_Aim of the exercise_: Working from the entries below, tally each line that holds "position". Give the tally and nothing else.

(Saved entries)
%%
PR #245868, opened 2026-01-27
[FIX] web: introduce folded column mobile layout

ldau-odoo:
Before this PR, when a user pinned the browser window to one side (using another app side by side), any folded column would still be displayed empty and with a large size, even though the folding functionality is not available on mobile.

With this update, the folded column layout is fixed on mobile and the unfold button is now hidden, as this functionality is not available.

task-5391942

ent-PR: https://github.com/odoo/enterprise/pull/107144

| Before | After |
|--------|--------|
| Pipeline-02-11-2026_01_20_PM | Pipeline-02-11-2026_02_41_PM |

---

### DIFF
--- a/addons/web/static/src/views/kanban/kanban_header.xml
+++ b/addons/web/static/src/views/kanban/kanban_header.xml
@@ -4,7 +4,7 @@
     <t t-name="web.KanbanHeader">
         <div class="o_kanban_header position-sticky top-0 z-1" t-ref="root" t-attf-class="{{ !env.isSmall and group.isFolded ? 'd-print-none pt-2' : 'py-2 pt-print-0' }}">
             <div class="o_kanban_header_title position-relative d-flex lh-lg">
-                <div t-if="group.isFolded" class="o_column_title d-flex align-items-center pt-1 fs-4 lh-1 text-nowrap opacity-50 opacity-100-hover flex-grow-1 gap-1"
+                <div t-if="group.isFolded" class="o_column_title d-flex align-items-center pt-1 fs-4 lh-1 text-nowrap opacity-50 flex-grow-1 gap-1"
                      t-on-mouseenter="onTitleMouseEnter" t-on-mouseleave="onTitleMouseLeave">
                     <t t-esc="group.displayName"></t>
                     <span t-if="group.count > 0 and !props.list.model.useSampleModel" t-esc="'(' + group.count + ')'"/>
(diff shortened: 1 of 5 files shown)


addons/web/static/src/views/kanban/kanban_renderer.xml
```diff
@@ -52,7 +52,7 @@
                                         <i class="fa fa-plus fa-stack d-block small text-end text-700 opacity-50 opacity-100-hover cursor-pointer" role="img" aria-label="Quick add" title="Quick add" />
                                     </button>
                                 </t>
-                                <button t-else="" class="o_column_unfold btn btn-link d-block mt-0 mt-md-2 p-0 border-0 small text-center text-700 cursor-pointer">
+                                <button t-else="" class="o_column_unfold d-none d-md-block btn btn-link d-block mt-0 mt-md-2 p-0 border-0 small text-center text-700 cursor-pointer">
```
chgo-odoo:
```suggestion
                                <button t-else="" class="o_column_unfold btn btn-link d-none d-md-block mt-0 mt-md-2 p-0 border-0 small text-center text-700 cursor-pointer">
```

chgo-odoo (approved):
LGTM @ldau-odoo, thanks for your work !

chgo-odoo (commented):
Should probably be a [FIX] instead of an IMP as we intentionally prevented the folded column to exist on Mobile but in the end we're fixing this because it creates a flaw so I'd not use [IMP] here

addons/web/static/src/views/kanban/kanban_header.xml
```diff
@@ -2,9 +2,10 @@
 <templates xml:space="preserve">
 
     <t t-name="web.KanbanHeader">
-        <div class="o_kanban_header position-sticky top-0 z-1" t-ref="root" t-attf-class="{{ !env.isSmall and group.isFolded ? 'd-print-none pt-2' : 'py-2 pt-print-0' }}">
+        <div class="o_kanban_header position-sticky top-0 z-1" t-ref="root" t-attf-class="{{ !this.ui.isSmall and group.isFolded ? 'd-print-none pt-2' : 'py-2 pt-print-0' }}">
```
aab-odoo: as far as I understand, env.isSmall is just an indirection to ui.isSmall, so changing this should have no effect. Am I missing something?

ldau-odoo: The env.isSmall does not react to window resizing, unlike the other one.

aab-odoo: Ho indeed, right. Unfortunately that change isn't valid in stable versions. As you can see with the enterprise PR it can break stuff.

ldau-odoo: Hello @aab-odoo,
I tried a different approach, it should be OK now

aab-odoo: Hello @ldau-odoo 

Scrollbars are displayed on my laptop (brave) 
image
%%
_Worked solution_: 4